### Aim of the task:
Each entry below needs to be reproduced exactly as given.

### Data:
━━━━━━━━━━━━━━━━

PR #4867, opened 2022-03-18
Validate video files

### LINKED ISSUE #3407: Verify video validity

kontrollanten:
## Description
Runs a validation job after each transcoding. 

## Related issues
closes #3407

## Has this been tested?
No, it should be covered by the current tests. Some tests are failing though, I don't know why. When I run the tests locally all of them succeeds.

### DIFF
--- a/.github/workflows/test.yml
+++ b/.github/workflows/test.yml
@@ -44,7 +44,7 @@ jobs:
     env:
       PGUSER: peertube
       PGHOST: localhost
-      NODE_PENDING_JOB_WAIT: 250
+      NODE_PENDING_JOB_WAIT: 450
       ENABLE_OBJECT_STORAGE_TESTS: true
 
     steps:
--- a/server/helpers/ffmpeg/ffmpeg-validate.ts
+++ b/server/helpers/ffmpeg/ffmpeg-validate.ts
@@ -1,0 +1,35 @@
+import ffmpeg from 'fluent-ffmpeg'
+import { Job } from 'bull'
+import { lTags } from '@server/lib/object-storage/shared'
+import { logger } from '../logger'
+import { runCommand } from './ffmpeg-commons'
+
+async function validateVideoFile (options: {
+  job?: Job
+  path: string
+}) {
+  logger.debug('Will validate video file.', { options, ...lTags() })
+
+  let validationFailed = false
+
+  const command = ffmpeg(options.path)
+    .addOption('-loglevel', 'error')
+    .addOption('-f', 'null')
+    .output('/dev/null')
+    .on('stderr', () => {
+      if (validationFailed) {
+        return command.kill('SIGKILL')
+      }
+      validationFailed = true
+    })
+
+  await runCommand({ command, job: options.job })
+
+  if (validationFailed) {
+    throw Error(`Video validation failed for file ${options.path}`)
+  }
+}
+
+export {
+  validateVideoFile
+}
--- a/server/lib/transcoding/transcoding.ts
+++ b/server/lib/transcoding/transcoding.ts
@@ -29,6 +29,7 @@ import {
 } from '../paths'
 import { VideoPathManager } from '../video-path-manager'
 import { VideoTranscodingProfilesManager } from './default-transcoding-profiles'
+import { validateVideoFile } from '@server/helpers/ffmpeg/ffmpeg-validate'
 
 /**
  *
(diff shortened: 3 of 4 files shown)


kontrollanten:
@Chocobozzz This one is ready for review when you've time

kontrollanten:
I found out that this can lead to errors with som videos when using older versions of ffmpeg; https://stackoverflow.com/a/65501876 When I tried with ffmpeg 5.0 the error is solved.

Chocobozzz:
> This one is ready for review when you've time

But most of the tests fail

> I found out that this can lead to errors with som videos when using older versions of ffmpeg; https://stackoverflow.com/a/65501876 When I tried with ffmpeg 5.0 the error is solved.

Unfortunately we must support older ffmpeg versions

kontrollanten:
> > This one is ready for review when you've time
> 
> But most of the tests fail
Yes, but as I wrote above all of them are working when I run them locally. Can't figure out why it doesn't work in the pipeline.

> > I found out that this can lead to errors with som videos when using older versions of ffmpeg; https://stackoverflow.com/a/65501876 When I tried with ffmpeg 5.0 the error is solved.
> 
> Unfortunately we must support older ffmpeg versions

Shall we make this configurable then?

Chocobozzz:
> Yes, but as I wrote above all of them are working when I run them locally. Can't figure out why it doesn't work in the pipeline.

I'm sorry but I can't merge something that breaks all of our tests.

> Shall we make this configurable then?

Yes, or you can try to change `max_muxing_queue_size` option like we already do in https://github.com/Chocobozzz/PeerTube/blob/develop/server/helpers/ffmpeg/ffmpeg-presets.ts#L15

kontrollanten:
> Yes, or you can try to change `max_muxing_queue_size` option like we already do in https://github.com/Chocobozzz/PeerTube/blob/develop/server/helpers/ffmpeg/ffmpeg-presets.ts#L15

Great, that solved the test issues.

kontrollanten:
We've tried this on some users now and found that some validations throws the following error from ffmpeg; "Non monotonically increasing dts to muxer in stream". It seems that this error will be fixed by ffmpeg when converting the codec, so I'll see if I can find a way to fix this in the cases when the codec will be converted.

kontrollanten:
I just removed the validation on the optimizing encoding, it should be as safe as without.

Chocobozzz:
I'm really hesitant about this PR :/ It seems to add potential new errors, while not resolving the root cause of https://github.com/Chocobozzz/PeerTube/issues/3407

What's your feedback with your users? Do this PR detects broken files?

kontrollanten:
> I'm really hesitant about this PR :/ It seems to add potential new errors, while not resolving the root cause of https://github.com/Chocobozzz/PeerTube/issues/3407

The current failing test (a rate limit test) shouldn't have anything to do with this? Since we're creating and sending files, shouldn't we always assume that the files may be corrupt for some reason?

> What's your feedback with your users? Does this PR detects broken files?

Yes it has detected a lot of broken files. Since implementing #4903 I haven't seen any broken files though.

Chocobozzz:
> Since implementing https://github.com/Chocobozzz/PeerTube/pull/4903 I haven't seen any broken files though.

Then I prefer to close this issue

━━━━━━━━━━━━━━━━

### Your solution:
PR #4867, opened 2022-03-18
Validate video files

### LINKED ISSUE #3407: Verify video validity

kontrollanten:
## Description
Runs a validation job after each transcoding. 

## Related issues
closes #3407

## Has this been tested?
No, it should be covered by the current tests. Some tests are failing though, I don't know why. When I run the tests locally all of them succeeds.

### DIFF
--- a/.github/workflows/test.yml
+++ b/.github/workflows/test.yml
@@ -44,7 +44,7 @@ jobs:
     env:
       PGUSER: peertube
       PGHOST: localhost
-      NODE_PENDING_JOB_WAIT: 250
+      NODE_PENDING_JOB_WAIT: 450
       ENABLE_OBJECT_STORAGE_TESTS: true
 
     steps:
--- a/server/helpers/ffmpeg/ffmpeg-validate.ts
+++ b/server/helpers/ffmpeg/ffmpeg-validate.ts
@@ -1,0 +1,35 @@
+import ffmpeg from 'fluent-ffmpeg'
+import { Job } from 'bull'
+import { lTags } from '@server/lib/object-storage/shared'
+import { logger } from '../logger'
+import { runCommand } from './ffmpeg-commons'
+
+async function validateVideoFile (options: {
+  job?: Job
+  path: string
+}) {
+  logger.debug('Will validate video file.', { options, ...lTags() })
+
+  let validationFailed = false
+
+  const command = ffmpeg(options.path)
+    .addOption('-loglevel', 'error')
+    .addOption('-f', 'null')
+    .output('/dev/null')
+    .on('stderr', () => {
+      if (validationFailed) {
+        return command.kill('SIGKILL')
+      }
+      validationFailed = true
+    })
+
+  await runCommand({ command, job: options.job })
+
+  if (validationFailed) {
+    throw Error(`Video validation failed for file ${options.path}`)
+  }
+}
+
+export {
+  validateVideoFile
+}
--- a/server/lib/transcoding/transcoding.ts
+++ b/server/lib/transcoding/transcoding.ts
@@ -29,6 +29,7 @@ import {
 } from '../paths'
 import { VideoPathManager } from '../video-path-manager'
 import { VideoTranscodingProfilesManager } from './default-transcoding-profiles'
+import { validateVideoFile } from '@server/helpers/ffmpeg/ffmpeg-validate'
 
 /**
  *
(diff shortened: 3 of 4 files shown)


kontrollanten:
@Chocobozzz This one is ready for review when you've time

kontrollanten:
I found out that this can lead to errors with som videos when using older versions of ffmpeg; https://stackoverflow.com/a/65501876 When I tried with ffmpeg 5.0 the error is solved.

Chocobozzz:
> This one is ready for review when you've time

But most of the tests fail

> I found out that this can lead to errors with som videos when using older versions of ffmpeg; https://stackoverflow.com/a/65501876 When I tried with ffmpeg 5.0 the error is solved.

Unfortunately we must support older ffmpeg versions

kontrollanten:
> > This one is ready for review when you've time
> 
> But most of the tests fail
Yes, but as I wrote above all of them are working when I run them locally. Can't figure out why it doesn't work in the pipeline.

> > I found out that this can lead to errors with som videos when using older versions of ffmpeg; https://stackoverflow.com/a/65501876 When I tried with ffmpeg 5.0 the error is solved.
> 
> Unfortunately we must support older ffmpeg versions

Shall we make this configurable then?

Chocobozzz:
> Yes, but as I wrote above all of them are working when I run them locally. Can't figure out why it doesn't work in the pipeline.

I'm sorry but I can't merge something that breaks all of our tests.

> Shall we make this configurable then?

Yes, or you can try to change `max_muxing_queue_size` option like we already do in https://github.com/Chocobozzz/PeerTube/blob/develop/server/helpers/ffmpeg/ffmpeg-presets.ts#L15

kontrollanten:
> Yes, or you can try to change `max_muxing_queue_size` option like we already do in https://github.com/Chocobozzz/PeerTube/blob/develop/server/helpers/ffmpeg/ffmpeg-presets.ts#L15

Great, that solved the test issues.

kontrollanten:
We've tried this on some users now and found that some validations throws the following error from ffmpeg; "Non monotonically increasing dts to muxer in stream". It seems that this error will be fixed by ffmpeg when converting the codec, so I'll see if I can find a way to fix this in the cases when the codec will be converted.

kontrollanten:
I just removed the validation on the optimizing encoding, it should be as safe as without.

Chocobozzz:
I'm really hesitant about this PR :/ It seems to add potential new errors, while not resolving the root cause of https://github.com/Chocobozzz/PeerTube/issues/3407

What's your feedback with your users? Do this PR detects broken files?

kontrollanten:
> I'm really hesitant about this PR :/ It seems to add potential new errors, while not resolving the root cause of https://github.com/Chocobozzz/PeerTube/issues/3407

The current failing test (a rate limit test) shouldn't have anything to do with this? Since we're creating and sending files, shouldn't we always assume that the files may be corrupt for some reason?

> What's your feedback with your users? Does this PR detects broken files?

Yes it has detected a lot of broken files. Since implementing #4903 I haven't seen any broken files though.

Chocobozzz:
> Since implementing https://github.com/Chocobozzz/PeerTube/pull/4903 I haven't seen any broken files though.

Then I prefer to close this issue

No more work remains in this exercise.